<<<<
PR #1714, opened 2026-08-04
Build against Maven 4.0.0-rc-6

slachiewicz:
Moves `maven.version` to the current RC, and the wrapper `distributionUrl` with it so the two do not drift apart.

Note: this repo's workflows only trigger on pushes to `master`/`mvnd-1.x` and on `pull_request`, so it could not be pre-verified on a fork branch — CI runs here on the PR.

### DIFF
--- a/pom.xml
+++ b/pom.xml
@@ -83,7 +83,7 @@
     <groovy.version>5.0.8</groovy.version>
     <jansi.version>2.4.1</jansi.version>
     <jline.version>3.30.16</jline.version>
-    <maven.version>4.0.0-rc-5</maven.version>
+    <maven.version>4.0.0-rc-6</maven.version>
     <required-maven.version>3.9.10</required-maven.version>
 
     <!-- Keep in sync with Maven -->
--- a/pom.xml
+++ b/pom.xml
@@ -88,7 +88,7 @@
 
     <!-- Keep in sync with Maven -->
     <maven.resolver.version>2.0.20</maven.resolver.version>
-    <slf4j.version>2.0.17</slf4j.version>
+    <slf4j.version>2.0.18</slf4j.version>
     <sisu.version>1.1.0</sisu.version>
     <maven.plugin-tools.version>3.15.2</maven.plugin-tools.version>
     <version.plexus-utils>4.0.2</version.plexus-utils>
--- a/pom.xml
+++ b/pom.xml
@@ -81,13 +81,12 @@
     <graalvm.version>25.0.3</graalvm.version>
     <graalvm.plugin.version>1.1.7</graalvm.plugin.version>
     <groovy.version>5.0.8</groovy.version>
-    <jansi.version>2.4.1</jansi.version>
-    <jline.version>3.30.16</jline.version>
+    <jline.version>4.3.1</jline.version>
     <maven.version>4.0.0-rc-6</maven.version>
     <required-maven.version>3.9.10</required-maven.version>
 
     <!-- Keep in sync with Maven -->
-    <maven.resolver.version>2.0.20</maven.resolver.version>
+    <maven.resolver.version>2.0.21</maven.resolver.version>
     <slf4j.version>2.0.18</slf4j.version>
     <sisu.version>1.1.0</sisu.version>
     <maven.plugin-tools.version>3.15.2</maven.plugin-tools.version>
@@ -336,7 +335,7 @@
       </dependency>
       <dependency>
         <groupId>org.jline</groupId>
-        <artifactId>jline-terminal-jansi</artifactId>
+        <artifactId>jansi-core</artifactId>
         <version>${jline.version}</version>
       </dependency>
       <dependency>
--- a/.mvn/release-settings.xml
+++ b/.mvn/release-settings.xml
@@ -1,24 +1,4 @@
 <?xml version="1.0" encoding="UTF-8"?>
 <settings xsi:schemaLocation="http://maven.apache.org/SETTINGS/1.1.0 http://maven.apache.org/xsd/settings-1.1.0.xsd" xmlns="http://maven.apache.org/SETTINGS/1.1.0"
           xmlns:xsi="http://www.w3.org/2001/XMLSchema-instance">
-    <profiles>
-        <profile>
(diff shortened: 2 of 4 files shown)


pom.xml
```diff
@@ -83,7 +83,7 @@
     <groovy.version>5.0.8</groovy.version>
     <jansi.version>2.4.1</jansi.version>
     <jline.version>3.30.16</jline.version>
-    <maven.version>4.0.0-rc-5</maven.version>
+    <maven.version>4.0.0-rc-6</maven.version>
```
gnodet, line 85: The `maven.version` bump to rc-6 needs the companion properties below (lines 90-91, marked `<!-- Keep in sync with Maven -->`) updated to match:
- `maven.resolver.version`: 2.0.20 → **2.0.21**
- `slf4j.version`: 2.0.17 → **2.0.18**
- `jline.version`: 3.30.16 → **4.3.1** (major version change — requires artifact name updates elsewhere in the POM)

gnodet (changes requested):
This PR bumps `maven.version` to `4.0.0-rc-6` but does not update the companion dependency properties explicitly marked `<!-- Keep in sync with Maven -->` in `pom.xml`:

| Property | Current (this PR) | Maven rc-6 ships | 
|---|---|---|
| `maven.resolver.version` | 2.0.20 | **2.0.21** |
| `slf4j.version` | 2.0.17 | **2.0.18** |
| `jline.version` | 3.30.16 | **4.3.1** |

The JLine gap is especially significant — Maven rc-6 moves from JLine **3.x to 4.x**, which includes artifact renames (e.g. `jline-terminal-jansi` → `jansi-core`). The current `pom.xml` still declares dependencies on the old JLine 3.x artifact names, so bumping `maven.version` alone risks build failures or runtime classpath conflicts.

Note: PR #1696 by @gnodet already handles the full rc-6 upgrade comprehensively — including all synced dependencies, artifact renames, and provisio assembly changes — and appears to supersede this PR.

slachiewicz:
Thanks — the three synced properties were right and are now all in: `slf4j.version` 2.0.18, `maven.resolver.version` 2.0.21, `jline.version` 4.3.1, plus the `jline-terminal-jansi` → `jansi-core` rename in `dependencyManagement` and the removal of the dead `<jansi.version>` (nothing in the tree references it). Confirmed against the rc-6 distribution itself: `jansi-core-4.3.1.jar` is present, there is no `jline-terminal-jansi` jar, and resolver/slf4j are at 2.0.21/2.0.18.

On #1696 superseding this one — I do not think it does, on three counts:

- it sets `maven.version` to `4.0.0-SNAPSHOT` (plus `apache-snapshots` `<repositories>`/`<pluginRepositories>` blocks), not the released `4.0.0-rc-6`. Its title says "upcoming rc-6" — it was written on 27 July, before rc-6 existed.
- it does not touch `.mvn/wrapper/maven-wrapper.properties`, so the repo would still build *itself* with rc-5 while targeting rc-6.
- it is a draft, `mergeable: false` / `rebaseable: false` against a base from a week ago (it diffs from jline 3.30.13 and resolver 2.0.18, whereas master is now on 3.30.16 and 2.0.20), and it has no CI runs at all.

Happy to be overruled if the intent is to track `4.0.0-SNAPSHOT` rather than pin the release — but in that case the wrapper still needs updating separately.

One note on the remaining red: the GraalVM `Build native distribution` jobs fail on master too (run 30862194274 on 67d0a23d, `undefined reference to stat@GLIBC_2.17` on ubuntu-24.04-arm), so that failure is not from this PR. #1712 is the fix for that one.

gnodet (commented):
Thanks for updating `slf4j.version` to 2.0.18 — that aligns with Maven rc-6.

One remaining item: `maven.resolver.version` is still at 2.0.20, but Maven 4.0.0-rc-6 ships 2.0.21. This property is under the `<!-- Keep in sync with Maven -->` comment, so it should be bumped as well.

Regarding my previous comment about `jline.version` — upon closer review, that property is in the general dependency versions section, not under the "Keep in sync" comment, and mvnd was already using a different JLine version than Maven before this PR. The JLine 3.x→4.x migration is a larger effort tracked separately (PR #1696). Apologies for the noise on that one.

pom.xml
```diff
@@ -81,14 +81,13 @@
...
-    <maven.version>4.0.0-rc-5</maven.version>
+    <jline.version>4.3.1</jline.version>
+    <maven.version>4.0.0-rc-6</maven.version>
     <required-maven.version>3.9.10</required-maven.version>
 
     <!-- Keep in sync with Maven -->
-    <maven.resolver.version>2.0.20</maven.resolver.version>
-    <slf4j.version>2.0.17</slf4j.version>
+    <maven.resolver.version>2.0.21</maven.resolver.version>
+    <slf4j.version>2.0.18</slf4j.version>
```
gnodet, line 90: `maven.resolver.version` is still 2.0.20 — Maven 4.0.0-rc-6 ships resolver 2.0.21. This property is under the `<!-- Keep in sync with Maven -->` comment and should be updated.

```suggestion
        <maven.resolver.version>2.0.21</maven.resolver.version>
```

gnodet (approved):
All previously raised concerns are now addressed:

- ✅ `maven.resolver.version` bumped to 2.0.21 (matching Maven rc-6)
- ✅ `slf4j.version` bumped to 2.0.18 (from previous commit)
- ✅ JLine 3→4 artifact rename (`jline-terminal-jansi` → `jansi-core`) with `jansi.version` property removed
- ✅ Stale staging repository (`maven-2247`) cleaned up

All "Keep in sync with Maven" properties verified correct against the Maven 4.0.0-rc-6 parent POM. LGTM!

gnodet (approved):
New commit `2ef67ca1` removes the bundled `jul-to-slf4j` from the provisio descriptor — correct, since Maven 4.0.0-rc-6 supplies it in its own distribution. Avoids duplicate JARs.

All five commits remain focused and well-scoped: Maven rc-6 bump, dependency alignment (resolver 2.0.21, slf4j 2.0.18), JLine 3→4 rename, stale staging repo cleanup, and now jul-to-slf4j deduplication. LGTM!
>>>>
> [EXERCISE AIM]: Of the lines above, extract only those from the line with "2.0.20 → **2.0.21**" to the line with "The JLine gap", both included, exactly as written.

> [RESPONSE TO THIS EXERCISE]:
- `maven.resolver.version`: 2.0.20 → **2.0.21**
- `slf4j.version`: 2.0.17 → **2.0.18**
- `jline.version`: 3.30.16 → **4.3.1** (major version change — requires artifact name updates elsewhere in the POM)

gnodet (changes requested):
This PR bumps `maven.version` to `4.0.0-rc-6` but does not update the companion dependency properties explicitly marked `<!-- Keep in sync with Maven -->` in `pom.xml`:

| Property | Current (this PR) | Maven rc-6 ships | 
|---|---|---|
| `maven.resolver.version` | 2.0.20 | **2.0.21** |
| `slf4j.version` | 2.0.17 | **2.0.18** |
| `jline.version` | 3.30.16 | **4.3.1** |

The JLine gap is especially significant — Maven rc-6 moves from JLine **3.x to 4.x**, which includes artifact renames (e.g. `jline-terminal-jansi` → `jansi-core`). The current `pom.xml` still declares dependencies on the old JLine 3.x artifact names, so bumping `maven.version` alone risks build failures or runtime classpath conflicts.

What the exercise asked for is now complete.